• [TASK DESCRIPTION] The answer must consist of each line below that holds the word "needed", copied as it stands.

• [MATERIAL SUPPLIED]

PR #2471, opened 2025-04-13
Fix: Add thumbnail support for edit_message_media

skyblade-x:
**Description:**  

By Telegram specification, thumbnails can be used in the following methods:

- `InputMediaAnimation`
- `InputMediaDocument`
- `InputMediaAudio`
- `InputMediaVideo`

When using **send_media_group**, everything works correctly. For example:

```python
bot.send_media_group(
    chat_id=CHAT_ID,
    media=[InputMediaAudio(
        media=InputFile(file=audio_path), 
        thumbnail=InputFile(file=thumbnail_path)
    )],
)
```

*Result:*
image

Audio is successfully sent with a thumbnail.

---

However, currently **edit_message_media** does not support sending thumbnails.

Example with `edit_message_media`:  
```python
initial_message = bot.send_message(CHAT_ID, "Тестовое сообщение.")

  bot.edit_message_media(
     chat_id=CHAT_ID,
     message_id=initial_message.message_id,
     media=InputMediaAudio(
         media=InputFile(file=audio_path),
         thumbnail=InputFile(file=thumbnail_path)
     )
 )
```
This throws an exception:
image-1

The issue is caused because we try to JSON serialize a raw file, but according to Telegram's specification, the thumbnail should be sent using `attach://<file_attach_name>`, not serialized directly.

Relevant part of the spec:

> "The thumbnail should be in JPEG format and less than 200 kB in size. Thumbnails can't be reused and must be uploaded as a new file, so you can pass `attach://<file_attach_name>` if the thumbnail was uploaded using multipart/form-data."

---

**Why this fix is needed:**  
Without this fix, it is impossible to send or edit media messages with a thumbnail via `edit_message_media`, even though Telegram's API supports it.

**Polite closing:**  
Please review this PR. Feedback is welcome!

### DIFF
--- a/telebot/types.py
+++ b/telebot/types.py
@@ -6703,12 +6703,13 @@ class InputMedia(Dictionaryable, JsonSerializable):
         self.caption_entities: Optional[List[MessageEntity]] = caption_entities
         self.thumbnail: Optional[Union[str, InputFile]] = thumbnail
 
-        if isinstance(self.thumbnail, InputFile):
-            self._thumbnail_name = service_utils.generate_random_token()
-            self._thumbnail_dic = 'attach://{0}'.format(self._thumbnail_name)
-        else:
+        if service_utils.is_string(self.thumbnail):
             self._thumbnail_name = ''
             self._thumbnail_dic = self.thumbnail
+
+        else:
+            self._thumbnail_name = service_utils.generate_random_token()
+            self._thumbnail_dic = 'attach://{0}'.format(self._thumbnail_name)
 
         if service_utils.is_string(self.media):
             self._media_name = ''
@@ -6721,7 +6722,9 @@ class InputMedia(Dictionaryable, JsonSerializable):
         return json.dumps(self.to_dict())
 
     def to_dict(self):
-        json_dict = {'type': self.type, 'media': self._media_dic, 'thumbnail': self._thumbnail_dic}
+        json_dict = {'type': self.type, 'media': self._media_dic}
+        if self._thumbnail_dic:
+            json_dict['thumbnail'] = self._thumbnail_dic
         if self.caption:
             json_dict['caption'] = self.caption
         if self.parse_mode:
@@ -6736,8 +6739,12 @@ class InputMedia(Dictionaryable, JsonSerializable):
         """
         if service_utils.is_string(self.media):
             return self.to_json(), None
+        
+        media_dict = {self._media_name: self.media}
+        if self._thumbnail_name:
+            media_dict[self._thumbnail_name] = self.thumbnail
 
-        return self.to_json(), {self._media_name: self.media, self._thumbnail_name: self.thumbnail}
+        return self.to_json(), media_dict
 
 
 class InputMediaPhoto(InputMedia):
--- a/telebot/types.py
+++ b/telebot/types.py
@@ -6703,10 +6703,12 @@ class InputMedia(Dictionaryable, JsonSerializable):
         self.caption_entities: Optional[List[MessageEntity]] = caption_entities
         self.thumbnail: Optional[Union[str, InputFile]] = thumbnail
 
-        if service_utils.is_string(self.thumbnail):
+        if thumbnail is None:
+            self._thumbnail_name = ''
+            self._thumbnail_dic = None
+        elif service_utils.is_string(self.thumbnail):
             self._thumbnail_name = ''
             self._thumbnail_dic = self.thumbnail
-
         else:
             self._thumbnail_name = service_utils.generate_random_token()
             self._thumbnail_dic = 'attach://{0}'.format(self._thumbnail_name)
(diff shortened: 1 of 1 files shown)


coder2020official:
Hi, thanks for the PR, I will review it

Badiboy:
We'll check later after uprade to API 9.0

telebot/types.py
```diff
@@ -6713,7 +6721,7 @@ def to_json(self):
         return json.dumps(self.to_dict())
 
     def to_dict(self):
-        json_dict = {'type': self.type, 'media': self._media_dic}
+        json_dict = {'type': self.type, 'media': self._media_dic, 'thumbnail': self._thumbnail_dic}
```
Badiboy, line 6724: Optional values should be added with "if" section.

telebot/types.py
```diff
@@ -6729,7 +6737,7 @@ def convert_input_media(self):
         if service_utils.is_string(self.media):
             return self.to_json(), None
 
-        return self.to_json(), {self._media_name: self.media}
+        return self.to_json(), {self._media_name: self.media, self._thumbnail_name: self.thumbnail}
```
Badiboy, line 6740: The same here. Optional values should be added with "if" section.

telebot/types.py
```diff
@@ -6695,12 +6695,20 @@ class InputMedia(Dictionaryable, JsonSerializable):
...
-    def __init__(self, type, media, caption=None, parse_mode=None, caption_entities=None):
+    def __init__(self, type, media, caption=None, parse_mode=None, caption_entities=None, thumbnail=None):
         self.type: str = type
         self.media: str = media
         self.caption: Optional[str] = caption
         self.parse_mode: Optional[str] = parse_mode
         self.caption_entities: Optional[List[MessageEntity]] = caption_entities
+        self.thumbnail: Optional[Union[str, InputFile]] = thumbnail
+
+        if isinstance(self.thumbnail, InputFile):
```
Badiboy, line 6706: Better check in the same order and types as for media. if ... str else ..

Badiboy:
@skyblade-x Any plans to fix or close the PR?

skyblade-x:
Hi @Badiboy,

Apologies for the delay in responding — I didn’t mean to leave the PR hanging. Thank you for your patience and your feedback.

I’ve now made the requested changes, including aligning the thumbnail check logic with media and handling the optional _thumbnail_name as suggested. I really appreciate the clarity of your review — it helped me understand the style and expectations of the project better.

I'm glad to contribute and happy to make any further improvements if needed. Thanks again for the opportunity to work on this!

telebot/types.py
```diff
@@ -6695,12 +6695,21 @@ class InputMedia(Dictionaryable, JsonSerializable):
...
-    def __init__(self, type, media, caption=None, parse_mode=None, caption_entities=None):
+    def __init__(self, type, media, caption=None, parse_mode=None, caption_entities=None, thumbnail=None):
         self.type: str = type
         self.media: str = media
         self.caption: Optional[str] = caption
         self.parse_mode: Optional[str] = parse_mode
         self.caption_entities: Optional[List[MessageEntity]] = caption_entities
+        self.thumbnail: Optional[Union[str, InputFile]] = thumbnail
+
+        if service_utils.is_string(self.thumbnail):
```
Badiboy, line 6706: "thumbnail" is optional and may be None in spite of "media" :)
Should be:
```
  if thumbnail is None:
    self._thumbnail_name = ''
    self._thumbnail_dic = None
  elif service_utils.is_string(self.thumbnail):
  ...
```

telebot/types.py
```diff
@@ -6728,8 +6739,12 @@ def convert_input_media(self):
         """
         if service_utils.is_string(self.media):
             return self.to_json(), None
+        
+        media_dict = {self._media_name: self.media}
+        if self._thumbnail_name:
+            media_dict[self._thumbnail_name] = self.thumbnail
```
Badiboy, line 6745: image

media_dict[self._thumbnail_name] will conflict with media_dict[self._media_name] (overrite) if both media and thumbnail is set as "string".

Can we use some value in self._thumbnail_name instead of empty string - I'm not sure, should be tested.

Badiboy (changes requested):

skyblade-x:
@Badiboy, I have fixed your first review, and in my opinion, everything will work as expected.
изображение
 The condition will only set the media if it has a non-empty string value: **media_dict[self._thumbnail_name]**, only by executing the following code:
изображение

Badiboy:
> The condition will only set the media if it has a non-empty string value: **media_dict[self._thumbnail_name]**,

Yep, sorry, I missed this condition.

The issue is that if thumbnail is defined as string - thumbnail will never be processed. 
image
Right?

skyblade-x:
@Badiboy if thumbnail is defined as string - for example http link to thumbnail it will be processed by this code:
изображение

Badiboy:
ok )

telebot/types.py
chengying34748: HKEY_CURRENT_USER\Software\Microsoft\Windows\CurrentVersion\Run
HKEY_LOCAL_MACHINE\Software\Microsoft\Windows\CurrentVersion\Run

• [EXERCISE ANSWER]
**Why this fix is needed:**  
I'm glad to contribute and happy to make any further improvements if needed. Thanks again for the opportunity to work on this!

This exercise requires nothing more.